* How to complete this task:
Although the data below holds other lines too, output only those from the line with "PR #5228, opened 2018-03-12" up to and including the line with "(diff shortened: 1 of 2 files shown)", exactly as they appear.
:: Exercise material ::
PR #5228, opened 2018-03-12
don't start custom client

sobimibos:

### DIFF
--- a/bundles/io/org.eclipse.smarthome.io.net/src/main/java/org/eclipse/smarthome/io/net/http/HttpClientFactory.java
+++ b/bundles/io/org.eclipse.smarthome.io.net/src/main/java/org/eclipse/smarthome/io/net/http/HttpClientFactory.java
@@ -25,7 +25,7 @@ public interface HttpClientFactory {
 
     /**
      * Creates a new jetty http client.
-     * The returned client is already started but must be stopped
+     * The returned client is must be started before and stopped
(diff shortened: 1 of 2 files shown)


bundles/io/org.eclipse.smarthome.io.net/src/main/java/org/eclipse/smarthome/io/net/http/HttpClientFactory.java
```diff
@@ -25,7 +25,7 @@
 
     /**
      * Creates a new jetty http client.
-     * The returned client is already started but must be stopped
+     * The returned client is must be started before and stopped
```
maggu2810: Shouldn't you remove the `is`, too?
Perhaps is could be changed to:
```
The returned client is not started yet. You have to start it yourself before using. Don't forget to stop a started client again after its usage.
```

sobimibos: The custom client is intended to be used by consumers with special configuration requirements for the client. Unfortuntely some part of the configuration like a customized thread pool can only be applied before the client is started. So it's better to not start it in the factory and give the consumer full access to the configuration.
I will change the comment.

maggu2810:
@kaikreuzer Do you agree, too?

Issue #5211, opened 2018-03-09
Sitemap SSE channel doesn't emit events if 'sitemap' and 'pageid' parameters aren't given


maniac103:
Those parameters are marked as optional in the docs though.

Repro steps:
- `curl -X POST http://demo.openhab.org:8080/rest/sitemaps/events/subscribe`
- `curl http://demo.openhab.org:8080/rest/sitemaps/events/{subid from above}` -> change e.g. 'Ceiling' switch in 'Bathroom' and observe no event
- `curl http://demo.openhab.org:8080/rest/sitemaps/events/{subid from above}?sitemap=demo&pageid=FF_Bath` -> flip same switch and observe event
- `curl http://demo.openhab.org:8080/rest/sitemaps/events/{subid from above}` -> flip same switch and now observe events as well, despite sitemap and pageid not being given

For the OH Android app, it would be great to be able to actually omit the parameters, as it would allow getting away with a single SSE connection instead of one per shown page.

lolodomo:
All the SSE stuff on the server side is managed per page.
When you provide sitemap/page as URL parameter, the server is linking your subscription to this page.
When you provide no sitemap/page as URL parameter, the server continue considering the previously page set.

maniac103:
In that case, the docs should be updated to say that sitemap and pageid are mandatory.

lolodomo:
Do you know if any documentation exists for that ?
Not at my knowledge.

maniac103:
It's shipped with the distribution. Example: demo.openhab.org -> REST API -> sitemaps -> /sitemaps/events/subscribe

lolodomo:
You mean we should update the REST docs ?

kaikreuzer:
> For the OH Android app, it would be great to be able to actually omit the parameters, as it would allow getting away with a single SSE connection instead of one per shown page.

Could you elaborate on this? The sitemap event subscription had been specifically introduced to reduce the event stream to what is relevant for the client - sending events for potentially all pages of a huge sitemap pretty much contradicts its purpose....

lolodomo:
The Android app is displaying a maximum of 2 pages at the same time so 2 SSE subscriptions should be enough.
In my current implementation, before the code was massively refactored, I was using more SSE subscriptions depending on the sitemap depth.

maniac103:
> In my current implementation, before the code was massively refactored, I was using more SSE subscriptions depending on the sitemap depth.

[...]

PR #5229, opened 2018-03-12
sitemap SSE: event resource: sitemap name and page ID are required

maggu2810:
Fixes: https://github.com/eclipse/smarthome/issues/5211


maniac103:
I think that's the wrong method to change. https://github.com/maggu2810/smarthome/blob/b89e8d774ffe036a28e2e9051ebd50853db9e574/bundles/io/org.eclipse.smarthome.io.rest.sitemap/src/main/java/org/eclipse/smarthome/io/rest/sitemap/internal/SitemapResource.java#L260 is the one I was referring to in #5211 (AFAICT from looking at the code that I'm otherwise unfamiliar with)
:::
:: Exercise material ::
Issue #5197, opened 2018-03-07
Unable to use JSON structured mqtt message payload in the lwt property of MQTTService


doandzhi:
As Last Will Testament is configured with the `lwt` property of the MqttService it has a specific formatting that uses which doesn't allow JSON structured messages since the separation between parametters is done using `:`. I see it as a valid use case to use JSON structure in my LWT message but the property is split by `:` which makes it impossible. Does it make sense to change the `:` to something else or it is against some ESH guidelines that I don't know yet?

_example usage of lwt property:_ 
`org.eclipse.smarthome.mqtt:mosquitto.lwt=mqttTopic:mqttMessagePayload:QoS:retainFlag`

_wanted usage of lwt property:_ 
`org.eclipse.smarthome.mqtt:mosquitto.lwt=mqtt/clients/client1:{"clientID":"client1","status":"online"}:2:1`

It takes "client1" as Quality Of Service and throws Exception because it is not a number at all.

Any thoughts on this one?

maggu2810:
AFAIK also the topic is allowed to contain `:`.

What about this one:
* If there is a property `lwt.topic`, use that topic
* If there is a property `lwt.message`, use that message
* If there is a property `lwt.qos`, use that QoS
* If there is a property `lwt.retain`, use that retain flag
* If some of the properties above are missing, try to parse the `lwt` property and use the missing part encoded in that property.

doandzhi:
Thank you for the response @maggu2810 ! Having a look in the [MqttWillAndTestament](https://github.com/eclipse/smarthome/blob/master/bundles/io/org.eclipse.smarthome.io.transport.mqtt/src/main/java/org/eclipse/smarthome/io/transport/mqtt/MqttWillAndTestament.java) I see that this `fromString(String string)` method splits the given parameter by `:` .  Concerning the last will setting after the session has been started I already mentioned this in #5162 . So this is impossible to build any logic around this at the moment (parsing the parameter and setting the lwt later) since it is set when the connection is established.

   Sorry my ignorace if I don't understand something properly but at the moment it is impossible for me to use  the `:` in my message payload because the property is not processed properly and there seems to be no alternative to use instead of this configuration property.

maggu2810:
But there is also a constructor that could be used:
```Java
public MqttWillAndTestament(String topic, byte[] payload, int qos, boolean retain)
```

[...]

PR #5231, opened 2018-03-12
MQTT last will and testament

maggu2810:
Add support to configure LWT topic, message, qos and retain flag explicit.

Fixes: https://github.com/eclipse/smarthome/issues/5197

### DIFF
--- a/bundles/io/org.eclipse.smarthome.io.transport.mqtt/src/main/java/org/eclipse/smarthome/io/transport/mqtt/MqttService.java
:::
:: Exercise material ::
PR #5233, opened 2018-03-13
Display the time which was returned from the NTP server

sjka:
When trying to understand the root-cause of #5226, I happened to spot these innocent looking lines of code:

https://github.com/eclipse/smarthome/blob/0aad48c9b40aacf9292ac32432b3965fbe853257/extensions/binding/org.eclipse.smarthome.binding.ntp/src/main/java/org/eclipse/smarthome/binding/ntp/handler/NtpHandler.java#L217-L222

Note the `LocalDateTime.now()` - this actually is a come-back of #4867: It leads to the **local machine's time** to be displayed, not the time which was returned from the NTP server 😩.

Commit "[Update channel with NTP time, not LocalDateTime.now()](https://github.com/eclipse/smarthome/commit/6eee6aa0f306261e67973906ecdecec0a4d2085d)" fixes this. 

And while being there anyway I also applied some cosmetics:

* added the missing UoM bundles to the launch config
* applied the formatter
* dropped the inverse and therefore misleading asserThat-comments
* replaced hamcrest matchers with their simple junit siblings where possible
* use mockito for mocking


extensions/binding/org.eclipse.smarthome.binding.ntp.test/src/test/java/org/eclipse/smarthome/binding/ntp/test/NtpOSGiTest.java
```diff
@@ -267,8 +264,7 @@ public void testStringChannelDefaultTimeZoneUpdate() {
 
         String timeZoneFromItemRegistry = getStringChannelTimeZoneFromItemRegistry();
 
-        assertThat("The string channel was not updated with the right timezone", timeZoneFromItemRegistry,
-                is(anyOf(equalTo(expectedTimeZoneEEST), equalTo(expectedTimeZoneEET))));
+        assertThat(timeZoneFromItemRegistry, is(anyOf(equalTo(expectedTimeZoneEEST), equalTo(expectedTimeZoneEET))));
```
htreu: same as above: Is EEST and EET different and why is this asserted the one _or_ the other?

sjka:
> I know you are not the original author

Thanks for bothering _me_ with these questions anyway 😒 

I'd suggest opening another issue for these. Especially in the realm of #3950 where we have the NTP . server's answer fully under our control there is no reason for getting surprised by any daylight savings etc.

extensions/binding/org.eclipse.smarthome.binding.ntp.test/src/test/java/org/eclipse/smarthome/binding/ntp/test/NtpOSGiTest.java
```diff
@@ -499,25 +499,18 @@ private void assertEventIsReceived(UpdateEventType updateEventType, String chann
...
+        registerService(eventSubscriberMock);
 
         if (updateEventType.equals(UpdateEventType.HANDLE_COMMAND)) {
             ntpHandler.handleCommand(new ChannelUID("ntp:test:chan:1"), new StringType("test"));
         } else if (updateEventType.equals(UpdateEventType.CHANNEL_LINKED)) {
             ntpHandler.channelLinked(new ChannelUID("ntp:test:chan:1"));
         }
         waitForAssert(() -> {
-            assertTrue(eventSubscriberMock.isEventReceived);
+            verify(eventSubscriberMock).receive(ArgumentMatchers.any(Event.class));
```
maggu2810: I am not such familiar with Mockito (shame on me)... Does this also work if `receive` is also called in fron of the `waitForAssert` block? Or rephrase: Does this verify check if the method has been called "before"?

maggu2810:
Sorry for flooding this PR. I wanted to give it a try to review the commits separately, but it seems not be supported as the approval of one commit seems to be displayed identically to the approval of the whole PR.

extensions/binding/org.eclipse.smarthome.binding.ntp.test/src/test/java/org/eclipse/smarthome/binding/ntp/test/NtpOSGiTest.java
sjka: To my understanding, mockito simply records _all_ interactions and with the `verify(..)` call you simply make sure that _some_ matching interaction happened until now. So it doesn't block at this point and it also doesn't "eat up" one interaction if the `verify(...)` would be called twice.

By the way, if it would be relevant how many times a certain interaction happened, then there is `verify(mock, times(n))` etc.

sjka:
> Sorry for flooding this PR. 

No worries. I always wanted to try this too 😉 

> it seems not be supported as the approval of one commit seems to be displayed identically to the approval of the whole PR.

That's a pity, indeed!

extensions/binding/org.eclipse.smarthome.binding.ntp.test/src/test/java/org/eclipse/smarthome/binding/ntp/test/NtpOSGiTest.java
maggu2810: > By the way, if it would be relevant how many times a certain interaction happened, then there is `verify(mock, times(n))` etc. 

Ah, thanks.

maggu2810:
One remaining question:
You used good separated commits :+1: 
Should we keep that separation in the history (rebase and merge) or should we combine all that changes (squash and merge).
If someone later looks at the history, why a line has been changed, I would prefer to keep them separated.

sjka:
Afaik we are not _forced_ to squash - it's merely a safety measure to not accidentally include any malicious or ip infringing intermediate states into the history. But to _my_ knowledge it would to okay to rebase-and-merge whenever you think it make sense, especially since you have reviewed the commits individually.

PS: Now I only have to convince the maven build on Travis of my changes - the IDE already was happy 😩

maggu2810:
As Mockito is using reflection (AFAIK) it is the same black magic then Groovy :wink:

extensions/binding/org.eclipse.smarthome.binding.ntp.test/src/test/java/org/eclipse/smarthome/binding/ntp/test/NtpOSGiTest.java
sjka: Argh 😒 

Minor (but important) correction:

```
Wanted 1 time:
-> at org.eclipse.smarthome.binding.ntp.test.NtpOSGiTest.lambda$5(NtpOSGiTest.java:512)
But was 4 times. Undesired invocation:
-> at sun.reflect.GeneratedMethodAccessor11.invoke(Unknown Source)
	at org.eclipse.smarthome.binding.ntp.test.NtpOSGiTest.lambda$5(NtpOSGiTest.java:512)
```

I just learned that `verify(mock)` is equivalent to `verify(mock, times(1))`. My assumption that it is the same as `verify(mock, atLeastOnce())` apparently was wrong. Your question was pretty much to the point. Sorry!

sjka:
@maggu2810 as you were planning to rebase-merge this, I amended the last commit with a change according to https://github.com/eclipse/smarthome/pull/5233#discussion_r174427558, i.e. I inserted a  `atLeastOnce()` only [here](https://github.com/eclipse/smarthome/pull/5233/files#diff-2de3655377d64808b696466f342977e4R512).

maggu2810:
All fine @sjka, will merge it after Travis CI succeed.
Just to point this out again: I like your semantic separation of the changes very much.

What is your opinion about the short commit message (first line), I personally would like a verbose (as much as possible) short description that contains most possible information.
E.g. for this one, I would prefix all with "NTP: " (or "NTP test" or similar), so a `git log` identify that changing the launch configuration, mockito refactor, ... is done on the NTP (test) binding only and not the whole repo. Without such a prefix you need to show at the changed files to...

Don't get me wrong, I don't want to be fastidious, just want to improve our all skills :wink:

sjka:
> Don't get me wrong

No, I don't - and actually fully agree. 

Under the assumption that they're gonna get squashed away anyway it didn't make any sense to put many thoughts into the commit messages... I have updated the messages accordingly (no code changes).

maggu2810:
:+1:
:::
* Exercise answer:
PR #5228, opened 2018-03-12
don't start custom client

sobimibos:

### DIFF
--- a/bundles/io/org.eclipse.smarthome.io.net/src/main/java/org/eclipse/smarthome/io/net/http/HttpClientFactory.java
+++ b/bundles/io/org.eclipse.smarthome.io.net/src/main/java/org/eclipse/smarthome/io/net/http/HttpClientFactory.java
@@ -25,7 +25,7 @@ public interface HttpClientFactory {
 
     /**
      * Creates a new jetty http client.
-     * The returned client is already started but must be stopped
+     * The returned client is must be started before and stopped
(diff shortened: 1 of 2 files shown)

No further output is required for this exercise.